*** Block opens ***

PR #1008, opened 2022-01-09
Fix aoc join in date logic

ChrisLovering:
## Description

Not using `.value` meant it was pulling the enum name, and therefore was failing the check.

## Did you:

### DIFF
--- a/bot/exts/events/advent_of_code/_cog.py
+++ b/bot/exts/events/advent_of_code/_cog.py
@@ -187,9 +187,10 @@ class AdventOfCode(commands.Cog):
     async def join_leaderboard(self, ctx: commands.Context) -> None:
         """DM the user the information for joining the Python Discord leaderboard."""
         current_date = datetime.now()
-        if (
-            current_date.month not in (Month.NOVEMBER, Month.DECEMBER) and current_date.year != AocConfig.year or
-            current_date.month != Month.JANUARY and current_date.year != AocConfig.year + 1
+        allowed_months = (Month.NOVEMBER.value, Month.DECEMBER.value)
+        if not (
+            current_date.month in allowed_months and current_date.year == AocConfig.year or
+            current_date.month == Month.JANUARY.value and current_date.year == AocConfig.year + 1
         ):
             # Only allow joining the leaderboard in the run up to AOC and the January following.
             await ctx.send(f"The Python Discord leaderboard for {current_date.year} is not yet available!")


ToxicKidz (approved):
LGTM

bot/exts/events/advent_of_code/_cog.py
```diff
@@ -187,9 +187,10 @@ async def about_aoc(self, ctx: commands.Context) -> None:
     async def join_leaderboard(self, ctx: commands.Context) -> None:
         """DM the user the information for joining the Python Discord leaderboard."""
         current_date = datetime.now()
+        allowed_months = (Month.NOVEMBER.value, Month.DECEMBER.value)
         if (
```
D0rs4n, line 191:
```suggestion
        if not (
```
Since, the first batch of condition will result in False, and the second one as well, since it's January and `2021+1`

D0rs4n (changes requested):
One tiny detail.

bot/exts/events/advent_of_code/_cog.py
ToxicKidz: Why should the bot say the leaderboard isn't available if it's the right month?

ChrisLovering: I'm not sure I follow, this `if` block is to determine if it's not current AoC, if it's not, then we send the error and return.

Current AoC is defined by the AOC_YEAR var, which we set in the env. So currently, it's set to 2021.

Both parts would fail right now, so the user invoking can join the 2021 board. Come Feb, neither of the conditionals will pass, so the error comes up and the command returns early.

D0rs4n: I tested it out locally, and it did not work.
Must have overlooked something.

D0rs4n (approved):

bot/exts/events/advent_of_code/_cog.py
ChrisLovering: Did you set the AOC_YEAR env var to 2021 locally?

D0rs4n: Yes, of course.
Event tested out with 2022 just to make sure it won't work. (And it will with 2021)

ChrisLovering: No wait, you are right, sorry. i need to look into this more.

ChrisLovering: Alright, pushed a fix.

D0rs4n: Oh, alright.
The logic checked out but something was off 👍

ChrisLovering: Yea, too much negation, ands and ors combined. This should read a little easier now.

*** Block closes ***

» TASK DETAILS
Restate the records above word for word, omitting nothing.

» ANSWER FOR THIS EXERCISE
PR #1008, opened 2022-01-09
Fix aoc join in date logic

ChrisLovering:
## Description

Not using `.value` meant it was pulling the enum name, and therefore was failing the check.

## Did you:

### DIFF
--- a/bot/exts/events/advent_of_code/_cog.py
+++ b/bot/exts/events/advent_of_code/_cog.py
@@ -187,9 +187,10 @@ class AdventOfCode(commands.Cog):
     async def join_leaderboard(self, ctx: commands.Context) -> None:
         """DM the user the information for joining the Python Discord leaderboard."""
         current_date = datetime.now()
-        if (
-            current_date.month not in (Month.NOVEMBER, Month.DECEMBER) and current_date.year != AocConfig.year or
-            current_date.month != Month.JANUARY and current_date.year != AocConfig.year + 1
+        allowed_months = (Month.NOVEMBER.value, Month.DECEMBER.value)
+        if not (
+            current_date.month in allowed_months and current_date.year == AocConfig.year or
+            current_date.month == Month.JANUARY.value and current_date.year == AocConfig.year + 1
         ):
             # Only allow joining the leaderboard in the run up to AOC and the January following.
             await ctx.send(f"The Python Discord leaderboard for {current_date.year} is not yet available!")


ToxicKidz (approved):
LGTM

bot/exts/events/advent_of_code/_cog.py
```diff
@@ -187,9 +187,10 @@ async def about_aoc(self, ctx: commands.Context) -> None:
     async def join_leaderboard(self, ctx: commands.Context) -> None:
         """DM the user the information for joining the Python Discord leaderboard."""
         current_date = datetime.now()
+        allowed_months = (Month.NOVEMBER.value, Month.DECEMBER.value)
         if (
```
D0rs4n, line 191:
```suggestion
        if not (
```
Since, the first batch of condition will result in False, and the second one as well, since it's January and `2021+1`

D0rs4n (changes requested):
One tiny detail.

bot/exts/events/advent_of_code/_cog.py
ToxicKidz: Why should the bot say the leaderboard isn't available if it's the right month?

ChrisLovering: I'm not sure I follow, this `if` block is to determine if it's not current AoC, if it's not, then we send the error and return.

Current AoC is defined by the AOC_YEAR var, which we set in the env. So currently, it's set to 2021.

Both parts would fail right now, so the user invoking can join the 2021 board. Come Feb, neither of the conditionals will pass, so the error comes up and the command returns early.

D0rs4n: I tested it out locally, and it did not work.
Must have overlooked something.

D0rs4n (approved):

bot/exts/events/advent_of_code/_cog.py
ChrisLovering: Did you set the AOC_YEAR env var to 2021 locally?

D0rs4n: Yes, of course.
Event tested out with 2022 just to make sure it won't work. (And it will with 2021)

ChrisLovering: No wait, you are right, sorry. i need to look into this more.

ChrisLovering: Alright, pushed a fix.

D0rs4n: Oh, alright.
The logic checked out but something was off 👍

ChrisLovering: Yea, too much negation, ands and ors combined. This should read a little easier now.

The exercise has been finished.